First, we can start by applying the same trick we used for flat symbolic spells: applying symbolic substitutions to atoms so that each atomic predicate corresponds to a symbol, additionally we may overload predicate symbols based on how many arguments are passed to them similar to the overloaded operator symbols in APL(Note that the previous figure did not include any examples of beta existential graphs with binary predicates, see Sowa’s commentary for those).
Second, we may place any number of geometric constraints on the spell.
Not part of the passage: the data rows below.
PR #396, opened 2026-08-20
CI: fix the fleet publish race, and cut the macOS job from 2m37 to 24s

sibson:
Two CI costs, and the safety rework that came out of fixing the second.

**The fleet publish race.** `fleet-images.yml` published on the same `main` push that `ci.yml` tested, so the run that introduced a `tests/servers` change always lost the pull and rebuilt (four `manifest unknown`, run 32367992392). Publishing moves into the `servers` job that discovers the miss, and that workflow is deleted — nothing can pull a tag before its own build. It runs last and without `if: always()`, so a fleet only reaches GHCR after passing the suite it exists to serve, and only from `main`.

**The macOS job: 2m37 → 24s.** The job's own `log show` artifacts showed the ARD connection fast-user-switching into a dedicated account's first login — `UserAccountUpdater` 28s and 33s across two runs, Setup Assistant behind it, `loginwindow` never reaching `LoginComplete`. Authenticating as the console owner skips all of it. That account's password can't be *set* (secure token: `sysadminctl` fails while exiting 0, `dscl` returns `eDSAuthFailed`) but it doesn't need to be — these images enable auto-login, so macOS keeps the password in `/etc/kcpassword` XORed against a published key, and the account logging itself in at boot proves the file matches. The setup decodes it, masks it, and gates it on `dscl -authonly`. No fallback: an image that stops auto-logging in should be a red build, not a silently slower one.

**Setup moved out of `tests/servers`.** Those scripts turned any machine that ran them into an unattended remote-control target, and deleting a checkout didn't undo it. Setup now lives in `.github/actions/os-server` as scripts the action drives, each calling `require-disposable-host.sh` immediately before the first thing that changes the machine. There is no longer any path that creates or repasswords an account — Screen Sharing is reachable only as whoever already owns the console — so on a developer machine, which has no `/etc/kcpassword`, the script stops before touching anything.

Reviewer notes: green except CodeQL, which flags `decode-kcpassword.py:52` writing the decoded value to stdout. That alert is correct — a password crosses a process boundary — and is the deliberate design: stdout is the only channel a `sudo` child has, the value is masked before anything can echo it, and the runner is ephemeral. It needs dismissing with a reason, or the decode rewriting in shell where CodeQL has no query for it. Also worth a look: `ci.yml` now takes `packages: write` on one job, and credentials moved out of the workflow env into the action, reaching the tests via `$GITHUB_ENV`.


.github/actions/os-server/action.yml
```diff
@@ -0,0 +1,57 @@
+name: Set up an OS-hosted VNC server
+description: >
+  Turn the runner into a live VNC server for tests/functional/test_os_servers.py:
+  UltraVNC as a Windows service, or Apple Screen Sharing on macOS.
+
+# The work is in the scripts beside this file. Each calls
```
sibson: we're describing the code

.github/actions/os-server/action.yml
```diff
@@ -0,0 +1,57 @@
...
+# require-disposable-host.sh before the first thing that changes the machine,
+# so running one directly is refused the same way.
+#
+# What each server needs, and what it does and doesn't prove, is documented
```
sibson: decribing the code

.github/actions/os-server/action.yml
```diff
@@ -0,0 +1,57 @@
...
+# next to the diagnostic scripts in tests/servers/ultravnc/README.md and
+# tests/servers/screen-sharing/README.md.
+
+inputs:
+  server:
+    description: Which OS-hosted server to set up -- ultravnc or screen-sharing.
```
sibson: Would macos be better than screen-sharing

.github/actions/os-server/require-disposable-host.sh
```diff
@@ -0,0 +1,38 @@
+#!/bin/bash
+# Refuse to go on unless this machine is a disposable GitHub-hosted runner.
```
sibson: decdribes the code

.github/actions/os-server/require-disposable-host.sh
```diff
@@ -0,0 +1,38 @@
...
+#
+# The setup scripts next to this one leave the machine they run on reachable
+# for unattended remote control, and deleting a checkout undoes none of it:
+# macOS keeps the Remote Management setting, Windows keeps the UltraVNC
+# service.
+#
+# RUNNER_ENVIRONMENT is the load-bearing one -- it separates a hosted runner
```
sibson: should be local to the test if it's even needed

.github/actions/os-server/require-disposable-host.sh
```diff
@@ -0,0 +1,38 @@
...
+# from a self-hosted one, which is somebody's real machine. The rest catch a
+# local `act` or a step copied out of the workflow.
+set -uo pipefail
+
+# For exercising the setup against a VM. Deliberately a phrase rather than a
+# 1, so that nothing sets it by accident and no copy-pasteable command in the
+# docs contains it.
+if [ "${VNCDOTOOL_OS_SERVER_DISPOSABLE_HOST:-}" = "yes-destroy-this-machine" ]; then
```
sibson: this is super confusing, how does this envvar get set? Why just exit 0

.github/actions/os-server/require-disposable-host.sh
```diff
@@ -0,0 +1,38 @@
...
+# The setup scripts next to this one leave the machine they run on reachable
+# for unattended remote control, and deleting a checkout undoes none of it:
+# macOS keeps the Remote Management setting, Windows keeps the UltraVNC
+# service.
+#
+# RUNNER_ENVIRONMENT is the load-bearing one -- it separates a hosted runner
+# from a self-hosted one, which is somebody's real machine. The rest catch a
+# local `act` or a step copied out of the workflow.
+set -uo pipefail
+
```
sibson: why not make this a function in the main script?

.github/actions/os-server/macos.sh
```diff
@@ -0,0 +1,119 @@
...
+
+HERE="$(cd "$(dirname "${BASH_SOURCE[0]}")" && pwd)"
+KICKSTART=/System/Library/CoreServices/RemoteManagement/ARDAgent.app/Contents/Resources/kickstart
+
+PORT="${PORT:-5900}"
+WAIT_SECONDS="${WAIT_SECONDS:-60}"
+CAFFEINATE_SECONDS="${CAFFEINATE_SECONDS:-1200}"
+
+KCPASSWORD=/etc/kcpassword
+# Auto-login stores the password obfuscated rather than hashed, because
```
sibson, line 14: verbose

.github/actions/os-server/macos.sh
```diff
@@ -0,0 +1,119 @@
...
+# loginwindow has to replay it: XORed against this key, repeated, and
+# NUL-padded to a multiple of its length.
+KCPASSWORD_KEY=(125 137 82 35 210 188 221 234 163 185 31)
+
+# Reads the file's bytes as decimals on stdin and prints the password.
```
sibson, line 29: over verbose

.github/actions/os-server/screen-sharing.sh
```diff
@@ -0,0 +1,119 @@
...
+    done
+
+    if [ -z "$password" ]; then
+        echo "$KCPASSWORD decoded to nothing" >&2
+        return 1
+    fi
+    printf '%s' "$password"
+}
+
+# The console owner's password is read rather than set because it cannot be
```
sibson: why are we talking about setting? That is a design artifact

.github/actions/os-server/ultravnc.ps1
```diff
@@ -0,0 +1,127 @@
+<#
+.SYNOPSIS
+    Install, configure and start UltraVNC as a Windows service.
+
+.DESCRIPTION
+    Gives tests/functional/test_os_servers.py a live Windows server on
```
sibson: unessesary contenxt

.github/actions/os-server/screen-sharing.sh
```diff
@@ -0,0 +1,119 @@
...
+    echo "recovered an empty password without an error" >&2
+    exit 1
+fi
+echo "::add-mask::$PASSWORD"
+echo "--- authenticating as the console owner $USERNAME, no user switch"
+
+# Everything above this line reads. Everything below it changes the machine,
+# which is why the check sits here rather than at the top: Remote Management
+# gets switched on, and a checkout deletion does not switch it back off.
+bash "$HERE/require-disposable-host.sh"
```
sibson: seems wonky we're calling bash from a ps1 script

.github/workflows/ci.yml
```diff
@@ -75,6 +75,11 @@ jobs:
     name: Test server functional tests
     runs-on: ubuntu-latest
     timeout-minutes: 20
+    # packages: write so the job that discovers a missing fleet image is also
```
sibson: unessesary

.github/workflows/ci.yml
```diff
@@ -146,6 +155,29 @@ jobs:
         if: always()
         run: docker compose -f tests/servers/docker-compose.yml down --timeout 2
 
+      # Publishing runs last and without `if: always()`, so a fleet only
```
sibson: overkill describes code

.github/workflows/os-servers.yml
```diff
@@ -8,10 +8,10 @@ name: OS-hosted VNC servers
 # change-triggered (path-filtered, no schedule).
 #
 # What each server needs, and what it does and doesn't prove, is documented
-# next to the setup scripts in tests/servers/ultravnc/README.md and
-# tests/servers/screen-sharing/README.md. This file only wires those scripts
-# and tests/functional/test_os_servers.py together: the two OSes differ by
-# which script sets the server up and which shell runs it, so they are one
+# in tests/servers/ultravnc/README.md and tests/servers/screen-sharing/README.md.
```
sibson, line 11: describes code flow, why?

.github/actions/os-server/macos.sh
```diff
@@ -0,0 +1,120 @@
...
+    # decode_kcpassword already fails on an empty password, so this catches
+    # something in the pipeline before it exiting 0 with nothing to show.
+    echo "recovered an empty password without an error" >&2
+    exit 1
+fi
+echo "::add-mask::$PASSWORD"
+echo "--- authenticating as the console owner $USERNAME, no user switch"
+
+# Everything above this line only reads.
+require_disposable_host
```
sibson: we should just do this first to avoid unnesseary decode of password and exit early

.github/actions/os-server/screen-sharing.sh
```diff
@@ -0,0 +1,120 @@
...
+# tests/functional/vncservers.py reads these.
+if [ -n "${GITHUB_ENV:-}" ]; then
+    {
+        echo "VNCDOTOOL_OS_SERVER_USERNAME=$USERNAME"
+        echo "VNCDOTOOL_OS_SERVER_PASSWORD=$PASSWORD"
+    } >>"$GITHUB_ENV"
+fi
+
+# A password that does not authenticate otherwise surfaces as three minutes of
+# readiness retries against a server that was never the problem.
```
sibson: we know this is the right password because we docoded it., check is surperfluous

.github/actions/os-server/ultravnc.ps1
```diff
@@ -0,0 +1,115 @@
...
+# under C:\Program Files instead: a recursive scan of that tree takes over
+# five minutes on the loaded runner image.
+$InstallDir = 'C:\Program Files\uvnc bvba\UltraVNC'
+$WinVnc = Join-Path $InstallDir 'winvnc.exe'
+# Some UltraVNC builds read the ini from ProgramData rather than from the
+# install directory, so it gets written to both.
+$ProgramDataDir = 'C:\ProgramData\uvnc bvba\UltraVNC'
+
+Write-Host '--- installing UltraVNC'
+# The community feed intermittently answers with something that isn't valid
```
sibson: less verbose comment, in the retry block

.github/actions/os-server/ultravnc.ps1
```diff
@@ -0,0 +1,115 @@
...
+    }
+    Write-Host "::warning::UltraVNC install attempt $attempt did not produce $WinVnc"
+    Start-Sleep -Seconds (5 * $attempt)
+}
+if (-not $installed) {
+    throw "winvnc.exe not found at $WinVnc after 3 install attempts"
+}
+
+Write-Host '--- writing ultravnc.ini'
+# The helper writes the hex to a file rather than to stdout, so the value
```
sibson: explains code

.github/actions/os-server/ultravnc.ps1
```diff
@@ -0,0 +1,115 @@
...
+"@
+
+$iniPath = Join-Path $InstallDir 'ultravnc.ini'
+Set-Content -Path $iniPath -Value $ini -Encoding ASCII
+New-Item -ItemType Directory -Force -Path $ProgramDataDir | Out-Null
+Copy-Item $iniPath (Join-Path $ProgramDataDir 'ultravnc.ini') -Force
+Write-Host "wrote $iniPath (port $Port, password set)"
+
+Write-Host '--- installing and starting the UltraVNC service'
+# Out-Host, or winvnc's own console output would end up in the pipeline
```
sibson: winvnc?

This includes things like reducing spell mana costs increasing fizzle chances or giving bonuses depending on how many lines of symmetry or nested levels exist in the graph.
Third, we may wrap the entire graph in another circle to signify the sheet of assertion.

Desirable Properties of Beta Existential Graphs with Geometric Constraints for Spells Link to heading

The Beta Existential Graphs with Geometric Constraints system has a few very desireable properties which pull in different directions:

Geometric Constraints can encourage simple spells: Like how many first order logical formulae are logically equivalent, many beta existential graphs are logically equivalent: they cast the same spell using different circles. Occam’s razor like constraints may be placed by the world builder to encourage simpler spells where possible, by doing things like having the number of symbols (cuts, atoms, lines) in the spell factor into the total mana cost.
Geometric Constraints can encourage complex spells: Symmetry constraints can force mages to make spells more aesthetic, and include more symbols that add additional functionality than they may have otherwise to get bonuses or avoid penalties for this.
Ambiguity in conditional and disjunctive semantics can encourage unexpected behavior mitigation: Having multiple parse trees allows for spells who’s meanings are ambiguous and may do something unexpected if a different parse tree than the intended one is selected. Mages are encouraged to seek out spells that minimize ambiguity perhaps determined by other geometric constraints.

These constraints do not point towards a unified meta, but rather pull what spells should look like in different directions depending on situations spells should be used, how much mana a caster has, and how to prevent unintended consequences.